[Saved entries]
◆ ◆ ◆
PR #247, opened 2025-12-08
FxCI: Allow release/nightly signing

lissyx:


taskcluster/gecko_taskgraph/transforms/signing.py
```diff
@@ -173,7 +173,7 @@ def make_task_description(config, jobs):
         signing_type = get_signing_type_per_platform(
             build_platform, is_shippable, config
         )
-        worker_type_alias = "linux-signing" if is_shippable else "linux-depsigning"
+        worker_type_alias = "linux-signing" if is_shippable or "enterprise" in label else "linux-depsigning"
```
ahal, line 176: We should set `shippable: true` on the build task's attributes rather than doing this.

ahal (changes requested):

taskcluster/gecko_taskgraph/transforms/signing.py
ahal: And only if `config.params["level"] == 3`

lissyx: TBH I'm afraid of the consequences

lissyx: @ahal I'm not sure exactly where it needs to be done ?

ahal: > And only if config.params["level"] == 3

Actually, shippable should be set regardless of level, it's just a signal that "these are builds that are acceptable to ship". Chain of trust / scriptworker will deal with the security implications if we try to actually use them from a level 1 context.

> TBH I'm afraid of the consequences

These are builds that you intend to ship onto other people's devices, therefore  by definition they are shippable :)

> I'm not sure exactly where it needs to be done ?

You can simply set `shippable: true` in e.g `taskcluster/kinds/build/linux.yml` under the attributes section. Maybe we should add "shippable" to the label as well to make it clear? I'm not sure if you also intend to have non-shippable builds like we do for Firefox. I guess we'll need this eventually, so maybe it's best to add `shippable` to the label.

lissyx: Ok i made that except I'm not sure where to check for the level value to change `shippable` ?

PR #252, opened 2025-12-09
Disable installer telemetry by default for enterprise builds.

gcp:


browser/installer/windows/nsis/stub.nsh
```diff
@@ -997,12 +997,19 @@ Function SendPing
     SetAutoClose true
     StrCpy $R9 "2"
     Call RelativeGotoPage
+!else
+!ifdef DISABLE_INSTALLER_TELEMETRY
+    ; Installer telemetry is disabled; skip sending the ping and exit
```
cpdupuis: The telemetry in this file is only used by the stub installer. Are we planning to have a version of the stub installer for enterprise?

cpdupuis: If you do want stub installer support for enterprise, then the better way to handle this would be (on line 1000):

```
!else if DISABLE_INSTALLER_TELEMETRY
    ; Installer telemetry is disabled; skip sending the ping and exit
!else
```

Then you won't need to copy the other bits.

gcp: Maybe because it's late I don't see a way to keep the logic the same this way, but `ifdef x or y` should work?

cpdupuis (approved):
Looks good!

PR #259, opened 2025-12-10
ci: run Taskcluster tasks on all branches

ahal:


hneiva (approved):

lissyx:
Looks fine but any push to any branch will trigger build, that makes me uneasy, can we keep those branches but allow PR events? Or are things not ready yet?

ahal:
I'm not sure why pushes to branches make you uneasy but events on PRs doesn't.. I assume they would both generate roughly the same number of tasks (pushes probably even less because many people are likely pushing to a fork).

Anyway, PRs are close.. maybe I can wrap them up today. I agree we don't really need this once we have PR events, so I can just abandon this.

lissyx:
I dislike the practice of directly pushing to the repo. We did it for now because private repo and credentials management on GitHub actions forced us to, but I wish we can soon all send PRs from our forks instead and sanctuarize the main repo and it's branch.

PR #261, opened 2025-12-10
Encode download hash in telemetry as hex string

jonathanmendez:
The string returned from `getSha256Hash()` was a cstring byte array. We need to encode it as hex to be valid/readable json.


gcp (changes requested):
Is it possible to add tests for this?

gcp (approved):

PR #268, opened 2025-12-12
FxCI: Grant some scopes for build tasks on enterprise-firefox

lissyx:
We will want PGO at some point so I think we can enable for any build ?

### DIFF
--- a/taskcluster/gecko_taskgraph/transforms/build.py
+++ b/taskcluster/gecko_taskgraph/transforms/build.py
@@ -312,8 +312,7 @@ def add_enterprise_secret_scopes(config, jobs):
     """Enterprise builds re-use some secrets from the Gecko trust domain."""
     level = config.params["level"]
     for job in jobs:
-        attributes = job.get("attributes")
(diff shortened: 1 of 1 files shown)


taskcluster/gecko_taskgraph/transforms/build.py
```diff
@@ -313,7 +313,7 @@ def add_enterprise_secret_scopes(config, jobs):
     level = config.params["level"]
     for job in jobs:
         attributes = job.get("attributes")
```
gcp: nit: dead code?

gcp (approved):

taskcluster/gecko_taskgraph/transforms/build.py
lissyx: yes

lissyx:
Group with the changes: https://firefox-ci-tc.services.mozilla.com/tasks/groups/XHv1mLW3T2akNOvjir8uYA

ahal (approved):

PR #269, opened 2025-12-12
FxCI: Some enterprise_repacks cleanup

lissyx:
It's not perfect, but it should already be an improvement

### DIFF
--- a/taskcluster/gecko_taskgraph/decision.py
+++ b/taskcluster/gecko_taskgraph/decision.py
@@ -121,6 +121,26 @@ PER_PROJECT_PARAMETERS = {
         "release_product": "firefox-enterprise",
         "release_partners": ["sample"],
         "release_partner_config": {
+            "repackage-deb": {
+                "sample": {
+                    "gcpEU": {
+                        "locales": ["en-US"],
+                        "platforms": [
+                            "linux64-enterprise-shippable",
+                        ],
+                    },
+                },
+            },
+            "repackage-msi": {
+                "sample": {
+                    "gcpEU": {
+                        "locales": ["en-US"],
+                        "platforms": [
+                            "win64-enterprise-shippable",
+                        ],
+                    },
+                },
+            },
             "enterprise-repack-repackage": {
                 "sample": {
                     "gcpEU": {
--- a/taskcluster/gecko_taskgraph/transforms/repackage.py
+++ b/taskcluster/gecko_taskgraph/transforms/repackage.py
@@ -4,6 +4,7 @@
 """
 Transform the repackage task into an actual task description.
 """
+import copy
 
 from taskgraph.transforms.base import TransformSequence
 from taskgraph.util.copy import deepcopy
@@ -808,15 +809,7 @@ def make_job_description(config, jobs):
             "extra": job.get("extra", {}),
             "worker": worker,
             "run": run,
-            "fetches": _generate_download_config(
-                config,
-                dep_job,
-                build_platform,
-                signing_task,
-                repackage_signing_task,
-                locale=locale,
-                existing_fetch=job.get("fetches"),
-            ),
+            "fetches": job.get("fetches"),
         }
 
         if build_platform.startswith("macosx"):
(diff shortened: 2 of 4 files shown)


lissyx:
Feel free to redirect if you think someone else should review

taskcluster/gecko_taskgraph/transforms/repackage.py
```diff
@@ -836,7 +829,51 @@ def make_job_description(config, jobs):
...
+        repacks = []
+        if "enterprise-repack" == dep_job.kind or "enterprise-repack-repackage" == dep_job.kind:
+            this_repack = config.params["release_partner_config"].get(config.kind)
+            if this_repack:
+                for enterprise_name in this_repack.keys():
+                    for repack_name in this_repack[enterprise_name]:
+                        for platform_name in this_repack[enterprise_name][repack_name][
+                            "platforms"
+                        ]:
+                            for locale in this_repack[enterprise_name][repack_name][
```
gcp: Variable name clash here?

gcp: Is that the reason for the TODO comment? 🤔

taskcluster/gecko_taskgraph/transforms/repackage.py
```diff
@@ -836,7 +829,51 @@ def make_job_description(config, jobs):
...
+        if len(repacks) == 0:
+            repacks = [None]
+
+        for repack in repacks:
+            if repack:
+                repack_label = repack.replace("/", "-")
+                build_platform_with_repack = f"{build_platform}-{repack_label}"
+                task["label"] = task["label"].replace(
+                    build_platform, build_platform_with_repack
+                )
```
gcp, line 865: Don't you want to copy `task` before you substitute? Else iteration 2 of this loop isn't going to do much.

gcp (changes requested):

taskcluster/gecko_taskgraph/transforms/repackage.py
lissyx: no the comment is for something else :)

taskcluster/gecko_taskgraph/transforms/repackage.py
lissyx: yep, not visible bug because only one repack for now

taskcluster/gecko_taskgraph/decision.py
```diff
@@ -121,6 +121,26 @@
...
+            "repackage-msi": {
+                "sample": {
+                    "gcpEU": {
+                        "locales": ["en-US"],
+                        "platforms": [
+                            "win64-enterprise-shippable",
+                        ],
+                    },
+                },
+            },
```
ahal, line 143: Yeah, this is definitely not stuff we want to be hardcoding into the default parameters. But I guess that ship sailed so this isn't really making things worse. But we'll want to remove everything other than `target_tasks_method` here in the future.

taskcluster/gecko_taskgraph/transforms/repackage.py
```diff
@@ -836,7 +829,53 @@ def make_job_description(config, jobs):
...
+                                    ]
+            else:
+                previous_repack = dep_job.task.get("extra").get("repack_id")
+                if previous_repack:
+                    repacks += [previous_repack]
+
+        if len(repacks) == 0:
+            repacks = [None]
+
+        for repack in repacks:
```
ahal, line 857: I'm confused about why we need to iterate over repacks and create a new task for each one. Afaict, the tasks should be using the [from_deps](https://taskcluster-taskgraph.readthedocs.io/en/stable/reference/transforms/from_deps.html) transforms which is supposed to create a task per dependency implicitly.

Can we follow the model that Firefox is using?

ahal (approved):
I won't block you on review comments, but this feels wrong :p

taskcluster/gecko_taskgraph/decision.py
lissyx: I think it's something we can do when we have some proper release pipeline/promotion ?

taskcluster/gecko_taskgraph/transforms/repackage.py
lissyx: @ahal that's where I say it's an improvement because it should give us support for more than one repack, but it's still not correct, and it's a place where I will likely not be able to be efficient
◆ ◆ ◆
▶ _WORK REQUEST_: With "builds" as the search string, filter the records and return each line that has it.

▶ _ANSWER BOX_:
Actually, shippable should be set regardless of level, it's just a signal that "these are builds that are acceptable to ship". Chain of trust / scriptworker will deal with the security implications if we try to actually use them from a level 1 context.
These are builds that you intend to ship onto other people's devices, therefore  by definition they are shippable :)
You can simply set `shippable: true` in e.g `taskcluster/kinds/build/linux.yml` under the attributes section. Maybe we should add "shippable" to the label as well to make it clear? I'm not sure if you also intend to have non-shippable builds like we do for Firefox. I guess we'll need this eventually, so maybe it's best to add `shippable` to the label.
Disable installer telemetry by default for enterprise builds.
     """Enterprise builds re-use some secrets from the Gecko trust domain."""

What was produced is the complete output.